There is still no agremeent on the price of sugar beet for the 2024 crop.  British Sugar has made a revised offer to growers of either a fixed price of £40 per tonne (the same as 2023) or a price of £38 per tonne with a variable market-related element.  It appears the main outstanding issue between British Sugar and the NFU is now around details of the futures-linked contract.  The parties continue to talk, but it seems arbitration to resolve the dispute becomes more likely.

Grain Market Update

Like the water sat on many headlands around the country, old crop wheat markets could rightly be described as stagnant!

Looking back across the May-23 UK feed wheat futures market, prices have been stuck in a channel from £194 to £204 per tonne since the beginning of September.  Prices are sitting in the bottom of that band presently and showing little sign of moving back towards the top.  This is partly driven by readily available Black Sea grain, keeping prices pressured.

The old crop market is also influenced by a large global maize crop, with the US harvest all but complete.  In November, the USDA added a further four million tonnes to its production forecast for the US, citing improved yields.  In total a further 2.5 million tonnes have been added to global maize ending stocks, compared to October’s forecast.  Ending stocks of maize, globally, are up 15 million tonnes year-on-year.
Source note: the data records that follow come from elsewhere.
PR #2080, opened 2019-10-23
build: use cargo-cache to clean up ~/.cargo dir

tesuji:


kinnison (approved):
I think this looks good.

PR #2083, opened 2019-10-25
Stop using bright colors

### LINKED ISSUE #433: White fonts tough to read on a white terminal
Playing around locally it looks like the installer has two headers in white fonts which end up being tough to read on a white terminal. Unfortunately I'm on a train and can't upload a screenshot right this second, but maybe this rings a bell?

The new crop market is more interesting, unless you are looking out on waterlogged crops.  Poor weather conditions have led to estimates of a 5-10% decline in wheat area across the UK, France, Germany, and Ukraine (Openfield).  This is driving an £11 per tonne premium for November 2024, over current May prices.  Concerns are built into new crop pricing.  It will take a worsening of conditions to keep prices supported.

In the UK, grain markets are lacking activity.  There are reports of weaker demand for bioethanol production.  UK wheat prices are uncompetitive in export markets and prices are under pressure (see Key Farm Facts).  Milling premiums remain elevated.

Feed barley is at a more than £20 per tonne discount to feed wheat.  However inclusions in animal feed rations are already high.  As such, barley prices need to be competitive into export markets to generate extra sales.  Old crop malting barley premiums remain high.  With concern over winter wheat plantings, and a subsequent increase in spring barley plantings likely, new crop premiums may be lower.

Oilseed rape prices are benefitting from uncertainty over planting of soyabeans in South America.  The north of Brazil remains very dry, while planting progress in the south of Brazil has been delayed by heavy rains.  The pace has improved towards the end of November but remains behind average. While this is supporting oilseeds now, it could also hinder the maize plantings which follow soyabeans in spring, offering future support to grains.